▶ _Directions for this task_
Could you reproduce, from the records below, everything from the line with "The .pth used" down to the line with "Avoid importing kvcached", keeping both of those lines and changing nothing?

▶ _Stored data_

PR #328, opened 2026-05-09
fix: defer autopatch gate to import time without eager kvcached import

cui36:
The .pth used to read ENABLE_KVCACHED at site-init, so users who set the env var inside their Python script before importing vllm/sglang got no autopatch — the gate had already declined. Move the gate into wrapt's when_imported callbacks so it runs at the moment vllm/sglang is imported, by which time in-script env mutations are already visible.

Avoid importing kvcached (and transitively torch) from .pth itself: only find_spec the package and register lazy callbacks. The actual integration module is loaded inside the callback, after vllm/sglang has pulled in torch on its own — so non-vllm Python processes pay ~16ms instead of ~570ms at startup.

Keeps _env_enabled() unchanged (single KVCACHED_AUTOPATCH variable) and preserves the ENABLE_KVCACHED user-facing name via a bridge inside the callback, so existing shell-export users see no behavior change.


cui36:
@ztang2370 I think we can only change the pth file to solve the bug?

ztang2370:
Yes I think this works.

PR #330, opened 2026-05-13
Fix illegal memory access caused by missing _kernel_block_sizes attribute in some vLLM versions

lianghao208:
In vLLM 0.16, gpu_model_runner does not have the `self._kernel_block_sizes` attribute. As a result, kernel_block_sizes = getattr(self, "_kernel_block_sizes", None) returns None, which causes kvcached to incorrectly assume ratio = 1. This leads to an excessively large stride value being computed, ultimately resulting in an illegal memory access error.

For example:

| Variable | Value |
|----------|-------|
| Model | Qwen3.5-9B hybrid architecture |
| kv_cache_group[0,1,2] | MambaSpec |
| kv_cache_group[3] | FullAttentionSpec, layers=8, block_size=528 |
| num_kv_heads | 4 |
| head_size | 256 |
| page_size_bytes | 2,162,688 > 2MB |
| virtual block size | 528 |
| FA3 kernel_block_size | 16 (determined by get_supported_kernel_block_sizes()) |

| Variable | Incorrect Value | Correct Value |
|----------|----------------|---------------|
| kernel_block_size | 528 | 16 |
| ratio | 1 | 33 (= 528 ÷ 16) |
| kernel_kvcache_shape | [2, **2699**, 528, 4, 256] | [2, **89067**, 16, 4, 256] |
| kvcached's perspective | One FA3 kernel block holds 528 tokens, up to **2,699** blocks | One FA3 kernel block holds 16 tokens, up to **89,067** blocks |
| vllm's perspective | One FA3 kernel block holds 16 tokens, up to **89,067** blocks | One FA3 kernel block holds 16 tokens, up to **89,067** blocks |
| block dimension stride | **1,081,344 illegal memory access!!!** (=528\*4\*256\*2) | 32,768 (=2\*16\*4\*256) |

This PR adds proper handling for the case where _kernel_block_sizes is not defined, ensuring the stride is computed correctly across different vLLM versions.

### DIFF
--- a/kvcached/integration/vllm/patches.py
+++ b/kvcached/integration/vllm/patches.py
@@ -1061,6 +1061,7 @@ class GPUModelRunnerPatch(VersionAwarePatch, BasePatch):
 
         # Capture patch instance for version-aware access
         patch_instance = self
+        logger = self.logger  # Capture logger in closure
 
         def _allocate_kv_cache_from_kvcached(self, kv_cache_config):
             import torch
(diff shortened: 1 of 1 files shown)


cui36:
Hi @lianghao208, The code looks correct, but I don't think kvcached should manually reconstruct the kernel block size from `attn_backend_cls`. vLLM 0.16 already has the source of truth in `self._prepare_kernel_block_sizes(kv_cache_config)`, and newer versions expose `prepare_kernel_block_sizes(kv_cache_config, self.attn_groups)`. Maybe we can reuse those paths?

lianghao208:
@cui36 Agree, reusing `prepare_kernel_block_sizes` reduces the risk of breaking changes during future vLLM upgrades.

---

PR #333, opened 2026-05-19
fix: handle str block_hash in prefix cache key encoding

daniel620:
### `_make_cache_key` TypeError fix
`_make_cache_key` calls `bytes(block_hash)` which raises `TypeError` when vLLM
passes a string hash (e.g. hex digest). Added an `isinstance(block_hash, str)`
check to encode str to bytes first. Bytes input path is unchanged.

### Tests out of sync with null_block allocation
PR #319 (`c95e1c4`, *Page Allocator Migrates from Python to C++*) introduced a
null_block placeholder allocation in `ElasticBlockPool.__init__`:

▶ _Your solution_
The .pth used to read ENABLE_KVCACHED at site-init, so users who set the env var inside their Python script before importing vllm/sglang got no autopatch — the gate had already declined. Move the gate into wrapt's when_imported callbacks so it runs at the moment vllm/sglang is imported, by which time in-script env mutations are already visible.

Avoid importing kvcached (and transitively torch) from .pth itself: only find_spec the package and register lazy callbacks. The actual integration module is loaded inside the callback, after vllm/sglang has pulled in torch on its own — so non-vllm Python processes pay ~16ms instead of ~570ms at startup.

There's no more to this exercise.